■ TASK DETAILS
Pick out all lines of the entries that include the word "arguments" and copy them.

(Data records)
PR #4503, opened 2025-05-05
Replace atomic operations with Once in backend/util

### LINKED ISSUE #4502: Race Condition and Performance Regression in wasm-bindgen util.rs
### Describe the Bug

There is a race condition and a related performance issue in the following section of the wasm-bindgen codebase:
https://github.com/rustwasm/wasm-bindgen/blob/c35cc9369d5e0dc418986f7811a0dd702fb33ef9/crates/backend/src/util.rs#L135-L161

1. Race Condition:
The affected code attempts to lazily compute and cache a hash value, but the current implementation is not thread-safe. Consider the following interleaving of two threads:

--------------------------
|   Thread 1   | Thread 2 |
| -------------| -----------|
| check Hashed | check Hashed |
| recompute Hash | recompute Hash |

If two threads call the fmt function concurrently, they may both observe the Hashed flag as false and proceed to recompute the hash independently. This violates the intent of computing the hash only once and leads to redundant work. While the result is ultimately consistent (assuming a stable environment), this introduces unnecessary overhead.

2. Memory Ordering Issue
The code currently uses Ordering::SeqCst, which is overly strict for this scenario. A combination of Ordering::Acquire and Ordering::Release is sufficient to ensure correct synchronization while allowing better performance on most architectures. But for now OnceLock is the most concise implementation.

### Steps to Reproduce

Found from static analysis

### Expected Behavior

No race condition. Performance increase.

### Actual Behavior

In a benchmark on x86 Linux, replacing SeqCst atomics with OnceLock not only eliminated potential race conditions by ensuring the hash is computed only once, but also yielded a slight performance improvement.

### Additional Context

I will submit a PR with a fix

Chain-Fox:
Fix #4502 

The fix is to use ~~OnceLock~~ Once and atomic variables (for older Rust versions) to replace the original two atomic variables.
OnceLock guarantees the hash can only be initialized once.
This reduces the race condition and provides a slightly better performance.

I also add a test to it to ensure the result before and after patch is consistent.

### DIFF
--- a/crates/backend/src/util.rs
+++ b/crates/backend/src/util.rs
@@ -6,9 +6,8 @@ use std::env;
 use std::fmt;
 use std::hash::{Hash, Hasher};
 use std::iter::FromIterator;
-use std::sync::atomic::AtomicBool;
-use std::sync::atomic::AtomicUsize;
-use std::sync::atomic::Ordering::SeqCst;
+use std::sync::atomic::{AtomicUsize, Ordering};
+use std::sync::Once;
 
 use crate::ast;
 use proc_macro2::{self, Ident};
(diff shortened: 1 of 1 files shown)


guybedford:
Automated PRs are not appreciated.

PR #4508, opened 2025-05-06
webidl: webgpu: make the `size` argument to `copyBufferToBuffer` optional

andyleiserson:
This matches the latest spec.

There is also a 3-argument overload of `copyBufferToBuffer`, which I have not added, as it poses some additional challenges, and I do not immediately need it.

See https://www.w3.org/TR/webgpu/#commands-buffer-copies for context for the following explanation.

The logic in wasm-bindgen that generates unique names for the different overloads does not understand that the 3-argument overload is omitting the 2nd and 4th arguments to the 5-argument overload. So it generates names based on every argument starting with the 2nd, which (1) changes existing names for variants of the 5-argument overload, (2) includes `with_gpu_buffer` for the 3rd argument in the names even though that has no actual disambiguation purpose.

### DIFF
--- a/CHANGELOG.md
+++ b/CHANGELOG.md
@@ -17,6 +17,8 @@
 
 * Deprecate async constructors.
   [#4402](https://github.com/rustwasm/wasm-bindgen/pull/4402)
+* The `size` argument to `GPUCommandEncoder.copyBufferToBuffer` is now
+  optional. [#4508](https://github.com/wasm-bindgen/wasm-bindgen/pull/4508)
 
 ### Fixed
 
--- a/CHANGELOG.md
+++ b/CHANGELOG.md
@@ -17,8 +17,9 @@
 
 * Deprecate async constructors.
   [#4402](https://github.com/rustwasm/wasm-bindgen/pull/4402)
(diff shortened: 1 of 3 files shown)


andyleiserson:
@daxpedda apologies for the ping, do you have a minute to review this? Excluding the generated code, it's a very small change, and having it upstream helps us to avoid tracking local changes to our vendored copy. Thanks!

daxpedda (changes requested):
LGTM otherwise!

CHANGELOG.md
```diff
@@ -7,6 +7,8 @@
 
 * Deprecate async constructors.
   [#4402](https://github.com/rustwasm/wasm-bindgen/pull/4402)
+* The `size` argument to `GPUCommandEncoder.copyBufferToBuffer` is now
+  optional. [#4508](https://github.com/wasm-bindgen/wasm-bindgen/pull/4508)
```
```suggestion

* The `size` argument to `GPUCommandEncoder.copyBufferToBuffer` is now
  optional.
  [#4508](https://github.com/wasm-bindgen/wasm-bindgen/pull/4508)
```

daxpedda (approved):

PR #4512, opened 2025-05-16
Accept number array in TypeScript for number slice arguments

### LINKED ISSUE #4504: TypeScript type for number slices parameters should accept array of number
### Describe the Bug

For Rust type like `Box<[u32]>` in parameter, wasm-bindgen generates `Uint32Array` as type in the TypeScript declaration. However, the glue code generated uses [`TypedArray.set`](https://developer.mozilla.org/en-US/docs/Web/JavaScript/Reference/Global_Objects/TypedArray/set) internally to pass the content into the linear memory, and that method actually accepts array of number as well.

Having the type being only `TypedArray` forces consumer to create an extra `TypedArray` and copy content into it first, which should be unnecessary.

upsuper:
This PR fixes #4504.

### DIFF
--- a/crates/cli-support/src/js/binding.rs
+++ b/crates/cli-support/src/js/binding.rs
@@ -1700,7 +1700,12 @@ fn adapter2ts(
         AdapterType::String => dst.push_str("string"),
         AdapterType::Externref => dst.push_str("any"),
         AdapterType::Bool => dst.push_str("boolean"),
-        AdapterType::Vector(kind) => dst.push_str(&kind.js_ty()),
+        AdapterType::Vector(kind) => {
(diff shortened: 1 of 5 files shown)


upsuper:
Closing as it's merged in our fork https://github.com/upsuper-forks/wasm-bindgen

guybedford:
Thank you for posting. I think you might want to restrict this to just actual number slices - so to exclude Uint8Array and its variants as well as other cases that don't correspond to number[] directly. In addition some types seem to output here like `any[] | number[]` which seems like a bug?

I'd recommend working through these test failures further as well as considering other cases as well if you want to upstream.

■ RESULT
The logic in wasm-bindgen that generates unique names for the different overloads does not understand that the 3-argument overload is omitting the 2nd and 4th arguments to the 5-argument overload. So it generates names based on every argument starting with the 2nd, which (1) changes existing names for variants of the 5-argument overload, (2) includes `with_gpu_buffer` for the 3rd argument in the names even though that has no actual disambiguation purpose.
Accept number array in TypeScript for number slice arguments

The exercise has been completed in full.